## Exercise prompt
From the line that contains "The result is to be read as" to the end of the entries, write out every line exactly, including both ends, and nothing more.
---
PR #3869, opened 2026-01-02
feat: improved push|pull instructions

ysndr:
* Compare the (git) history of local branch against remote state

The result is to be read as

    <branch_a> is <equal to| ahead of | behind | diverged from> <branch_b>

This is primarily used via [FloxmetaBranch::compare_remote]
---
## Answer box
The result is to be read as

    <branch_a> is <equal to| ahead of | behind | diverged from> <branch_b>

This is primarily used via [FloxmetaBranch::compare_remote]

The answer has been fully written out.